Records from a collection:
◆ ◆ ◆
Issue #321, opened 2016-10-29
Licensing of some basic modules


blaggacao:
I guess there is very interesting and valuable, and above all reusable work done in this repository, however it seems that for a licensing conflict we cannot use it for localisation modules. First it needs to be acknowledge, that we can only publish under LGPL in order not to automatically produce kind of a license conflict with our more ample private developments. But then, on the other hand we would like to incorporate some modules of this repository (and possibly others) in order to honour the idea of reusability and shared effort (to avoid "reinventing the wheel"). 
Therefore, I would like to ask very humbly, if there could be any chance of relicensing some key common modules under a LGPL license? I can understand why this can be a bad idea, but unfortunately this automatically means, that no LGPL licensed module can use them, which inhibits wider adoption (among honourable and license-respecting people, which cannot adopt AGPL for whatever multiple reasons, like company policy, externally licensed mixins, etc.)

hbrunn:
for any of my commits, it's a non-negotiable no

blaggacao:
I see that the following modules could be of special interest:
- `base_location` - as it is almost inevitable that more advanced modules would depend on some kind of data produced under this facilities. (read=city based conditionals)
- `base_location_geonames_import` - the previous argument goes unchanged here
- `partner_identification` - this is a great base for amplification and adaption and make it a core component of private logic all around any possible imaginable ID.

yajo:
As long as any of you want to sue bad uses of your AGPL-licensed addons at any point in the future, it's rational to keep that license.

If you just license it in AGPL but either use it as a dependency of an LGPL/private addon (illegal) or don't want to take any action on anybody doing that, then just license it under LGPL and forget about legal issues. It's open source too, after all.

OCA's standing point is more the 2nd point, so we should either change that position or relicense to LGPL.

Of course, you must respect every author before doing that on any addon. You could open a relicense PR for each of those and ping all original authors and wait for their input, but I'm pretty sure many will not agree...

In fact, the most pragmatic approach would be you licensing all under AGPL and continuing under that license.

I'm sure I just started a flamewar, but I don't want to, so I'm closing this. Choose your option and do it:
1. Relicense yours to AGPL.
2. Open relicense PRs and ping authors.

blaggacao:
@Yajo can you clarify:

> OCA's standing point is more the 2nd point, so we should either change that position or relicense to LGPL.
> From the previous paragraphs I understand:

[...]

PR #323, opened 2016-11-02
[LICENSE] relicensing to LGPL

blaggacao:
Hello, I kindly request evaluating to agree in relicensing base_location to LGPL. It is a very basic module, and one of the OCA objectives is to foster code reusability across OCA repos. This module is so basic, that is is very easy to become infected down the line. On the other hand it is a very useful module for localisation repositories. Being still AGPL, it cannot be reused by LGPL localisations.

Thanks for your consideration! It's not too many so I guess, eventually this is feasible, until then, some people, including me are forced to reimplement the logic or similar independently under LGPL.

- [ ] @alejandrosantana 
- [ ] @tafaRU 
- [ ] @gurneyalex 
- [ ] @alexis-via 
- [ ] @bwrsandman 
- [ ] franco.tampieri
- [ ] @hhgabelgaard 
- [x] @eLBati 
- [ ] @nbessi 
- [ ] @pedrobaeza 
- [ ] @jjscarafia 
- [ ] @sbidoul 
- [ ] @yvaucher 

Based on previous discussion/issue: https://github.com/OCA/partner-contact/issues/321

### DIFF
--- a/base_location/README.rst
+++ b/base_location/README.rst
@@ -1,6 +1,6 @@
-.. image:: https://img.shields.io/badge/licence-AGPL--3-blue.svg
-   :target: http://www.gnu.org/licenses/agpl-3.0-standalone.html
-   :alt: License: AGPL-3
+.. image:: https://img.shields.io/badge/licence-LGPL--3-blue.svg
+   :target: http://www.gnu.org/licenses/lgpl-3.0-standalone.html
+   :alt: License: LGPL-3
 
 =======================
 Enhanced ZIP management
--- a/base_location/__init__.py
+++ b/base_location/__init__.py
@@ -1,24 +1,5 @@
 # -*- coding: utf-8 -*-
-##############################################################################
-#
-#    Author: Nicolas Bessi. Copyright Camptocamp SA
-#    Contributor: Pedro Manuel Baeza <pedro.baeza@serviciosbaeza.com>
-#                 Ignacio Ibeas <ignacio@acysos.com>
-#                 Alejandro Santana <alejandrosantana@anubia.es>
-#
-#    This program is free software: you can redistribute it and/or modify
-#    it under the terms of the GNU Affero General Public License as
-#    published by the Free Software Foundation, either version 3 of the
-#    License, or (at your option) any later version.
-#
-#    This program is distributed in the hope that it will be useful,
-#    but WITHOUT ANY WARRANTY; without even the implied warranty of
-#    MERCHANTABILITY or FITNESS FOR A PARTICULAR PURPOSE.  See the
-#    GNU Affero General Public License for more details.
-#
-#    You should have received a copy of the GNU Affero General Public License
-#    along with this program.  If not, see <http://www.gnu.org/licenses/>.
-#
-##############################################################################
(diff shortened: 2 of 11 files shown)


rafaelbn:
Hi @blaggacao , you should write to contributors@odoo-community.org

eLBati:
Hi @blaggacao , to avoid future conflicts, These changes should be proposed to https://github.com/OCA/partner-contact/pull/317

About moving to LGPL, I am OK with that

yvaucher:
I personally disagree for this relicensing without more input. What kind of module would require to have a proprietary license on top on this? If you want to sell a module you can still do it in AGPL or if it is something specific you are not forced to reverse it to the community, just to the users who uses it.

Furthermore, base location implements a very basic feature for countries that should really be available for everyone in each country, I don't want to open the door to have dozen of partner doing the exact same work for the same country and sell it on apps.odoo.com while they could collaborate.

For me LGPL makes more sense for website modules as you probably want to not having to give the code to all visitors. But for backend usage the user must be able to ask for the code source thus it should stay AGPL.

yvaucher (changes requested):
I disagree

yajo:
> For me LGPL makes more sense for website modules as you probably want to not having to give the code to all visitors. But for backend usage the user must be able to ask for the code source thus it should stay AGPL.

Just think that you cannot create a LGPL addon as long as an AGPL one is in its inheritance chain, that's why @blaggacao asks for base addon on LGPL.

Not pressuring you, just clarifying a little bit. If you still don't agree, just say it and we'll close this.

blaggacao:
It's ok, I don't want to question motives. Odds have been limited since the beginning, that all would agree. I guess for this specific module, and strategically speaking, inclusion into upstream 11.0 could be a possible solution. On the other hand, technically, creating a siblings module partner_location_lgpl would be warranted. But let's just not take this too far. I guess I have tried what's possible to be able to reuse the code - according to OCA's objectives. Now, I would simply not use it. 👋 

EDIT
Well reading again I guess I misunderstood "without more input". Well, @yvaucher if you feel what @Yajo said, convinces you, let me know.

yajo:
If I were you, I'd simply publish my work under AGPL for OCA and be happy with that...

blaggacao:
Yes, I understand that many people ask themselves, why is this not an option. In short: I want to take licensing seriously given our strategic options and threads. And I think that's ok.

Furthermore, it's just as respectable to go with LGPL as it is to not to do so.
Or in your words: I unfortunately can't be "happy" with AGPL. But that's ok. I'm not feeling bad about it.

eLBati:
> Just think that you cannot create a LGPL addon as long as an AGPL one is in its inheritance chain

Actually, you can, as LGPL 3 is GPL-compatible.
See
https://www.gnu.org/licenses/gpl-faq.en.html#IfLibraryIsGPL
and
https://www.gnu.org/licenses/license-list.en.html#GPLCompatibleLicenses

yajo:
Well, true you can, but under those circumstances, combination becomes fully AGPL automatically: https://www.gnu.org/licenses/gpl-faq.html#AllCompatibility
◆ ◆ ◆
- What the exercise asks
Write out only the lines that run from the line containing "version 3 of the" through the line containing "not, see <http://www.gnu.org/licenses/>.", both included, exactly as they appear above.

- Answer to this exercise
-#    published by the Free Software Foundation, either version 3 of the
-#    License, or (at your option) any later version.
-#
-#    This program is distributed in the hope that it will be useful,
-#    but WITHOUT ANY WARRANTY; without even the implied warranty of
-#    MERCHANTABILITY or FITNESS FOR A PARTICULAR PURPOSE.  See the
-#    GNU Affero General Public License for more details.
-#
-#    You should have received a copy of the GNU Affero General Public License
-#    along with this program.  If not, see <http://www.gnu.org/licenses/>.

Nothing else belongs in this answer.